The girl wasn’t so certain. “My father said your hands were the first to hold me.” She had stopped flexing Natasha’s fingers and was now holding them, squeezing them, firm.
“I helped your mother give birth. I made sure she was clean and comfortable. When you popped out, I made sure you were, too.”
“I saw baby rabbits once,” the girl said proudly. “Did I look like that?”
“No, not at all. You were beautiful.”
A grimace crowded the girl’s face. “I wanted to look weird.”
“You did look weird,” Natasha said, a beat too quickly.
“I don’t believe you.”
“Your legs were growing out of your shoulders, arms came out of your knees, and you were breathing out of your bottom. I had to fix everything. I missed lunch that day because of you.”
The girl beamed above her. “Are you going to help children in the camps?”
“It’s been a long day. Let’s talk about that tomorrow.”
The girl snuffed out the lamp and thin, tapering smoke unwound from the wick, drifting into Natasha’s yawn. She could count the bed slats through the limp mattress. The heavy blankets, gray, coarse enough to clean a skillet, smelled of every body they had ever warmed. Where was her sister right now? And was she asking the same question? There would be time for guilt, for second guesses, for turning back, but this was the time for rest, and as she slipped into sleep, a sleep so deeply peaceful not even the long fingers of dreams would reach her, she heard the girl say, “I’m glad you have yours.
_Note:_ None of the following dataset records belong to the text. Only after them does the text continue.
PR #14, opened 2018-05-23
OCLOMRS-27: Adding Nginx Configuration to allow serving of different URL's in the single page application

mwaz:
# JIRA TICKET NAME:
[OCLOMRS-27](https://issues.openmrs.org/browse/OCLOMRS-27)

# Summary:
Currently the Nginx configuration does not allow serving different routes such as **_/dashboard_** or **_/login_**. The default.conf will overwrite the existing Nginx default.conf settings in the docker container and allow Nginx to serve files from all the supplied URL's. The Pull Request is in relation to the Ticket [ITSM-4148](https://issues.openmrs.org/browse/ITSM-4148).


cintiadr:
I'm slightly confused by what exactly you want to achieve. 
So, you are _not_ able to change the the infrastructure nginx proxy. You cannot override or modify anything outside your docker container from inside your docker container, due to technical and logical restrictions. 
Any application-specific logic should be done inside your docker container. I have more than 20 docker containers running now, your docker container should be responsible for any logic required by your application. 

That said, _nginx.conf_ is _not_ a yaml file. It only works for the infrastructure nginx, which happens to be deployed using ansible (which parsers a yaml file). I copied the lines so you could have an idea what our proxy is using. 

What you need to do, instead, is changing the file /etc/nginx/conf.d/default.conf inside your docker container. I don't really understand how you are modifying your docker image without changing your docker file. I did build your docker image locally, and as expected it didn't work. 

First, I'd strongly recommend you update the docker compose file, as I recommended before: https://github.com/openmrs/openmrs-ocl-client/pull/16

And then, I'd ask you to do:

# build docker image
$ docker build -t openmrs/ocl-client:local .

# start docker image
$ docker-compose up -d

# enter docker image
$ docker exec -it openmrs-ocl-client_oclclient_1 sh 

Copy the file  /etc/nginx/conf.d/default.conf to this repo. Edit the way you want. 
Change your dockerfile to copy this file to your container. 

To redo it:
$ docker-compose down -v

# build docker image
$ docker build -t openmrs/ocl-client:local .

# start docker image
$ docker-compose up -d

After you get it working inside your browser, locally, I think it would be good to go.

mwaz:
Thankyou @cintiadr I have made changes to the PR as requested.

cintiadr:
It works! 💃 

When I run it locally, http://localhost:8081/dashboard loads. 

This PR is good as is, but I'd recommend for next changes/PRs:
  - Can you add on the README how to use docker/docker-compose locally? I could do it too, but I have the feeling you'd be able to write it from a beginners' perspective, making the README more... readable.
  - If you want, and only if you want, you could move the default.conf and docker-compose file to a folder; usually it's called like `docker`, for files specifically used for docker. Moving the dockerfile is possible, but it's a little boring. It's just organisation, it doesn't really change functionality.  Note: if you move the docker-compose.yaml file, you need to use -f option in docker-compose command to find the file
  - Again, if you want, you could delete all the comments from inside your default.conf file. It doesn't affect at all.

mwaz:
I have updated the PR with requested changes @cintiadr

emasys:
LGTM

PR #18, opened 2018-05-24
Allow Node tests to be parsed by Bamboo build

cintiadr:
# Summary:
So, I'd like to configure Bamboo to parse logs results from this project, like:
https://pasteboard.co/HmEpmxo.png

Bamboo can parse junit and mocha (mostly), so I'd like to configure junit. 

I do believe it probably won't affect other functionalities.

### DIFF
--- a/.gitignore
+++ b/.gitignore
@@ -6,6 +6,7 @@
 
 # testing
 /coverage
+junit.xml
 
 # production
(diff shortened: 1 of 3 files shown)


dkayiwa:
Thanks @cintiadr 👍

Otherwise I would have fallen.”
At breakfast Dokka urged her to stay for another night or two. Another group of refugees might pass through, one she might join. It was wisdom a child might summon, but coming from him, from his kindness and hospitality, she decided to stay, even though she was only a dozen kilometers from home. The girl hid her smile behind a spoonful of kasha. Havaa wanted to show her the forest, and after washing their dishes they returned to the bedroom to dress.
“Do you want to see my souvenir collection before we go?” Havaa asked. “I have a collection of all the people who’ve stayed here.”
She opened the drawer before Natasha could suggest they see it when not dressed in enough layers to roast themselves alive. There was a pressed flower head, plucked from Ukrainian soil twenty-two years earlier, the only entry in an otherwise empty journal. Three brass buttons that had fastened the blazer of a thrice bankrupted businessman, who, in Hoboken, New Jersey, had already put in the paperwork to open the collection agency that would make him a millionaire in eight years’ time. A key ring with two keys that opened the front door to a house that no longer existed.
“You have to give me something before you go,” the girl said.
“I’ll give you the teeth from my mouth if we can just go outside now. There is a wetland forming in my underwear. I can feel tadpoles.”
Taking her by the hand, the girl led Natasha through the undergrowth until the forest forgot the service road and the birch trunks blocked out the village chimneys. The loose soil felt odd under her boots. When was the last time she’d lost the texture of asphalt, concrete, or linoleum beneath her toes? When she hiked over the border with five woman whose names she still didn’t know. This was nicer.
In piles of wet, rotting leaves they found maggots and larvae and crustaceous creatures, which they both agreed were better suited to oceanic depths. They found a mountain range of deer dung scaled and mined by a brigade of red ants. The sun was burning a hole in the middle of the sky, and Natasha was wondering if Dokka’s hands were capable of making siskal for lunch, when the girl stopped suddenly. “What’s wrong?” Natasha asked.
The girl nodded to a parting, twenty meters away, where two lengths of aquamarine lay like misplaced strips of sky. As they edged forward, Natasha saw the aquamarine didn’t belong to the sky, but rather to the legs of straw-stuffed blue trousers.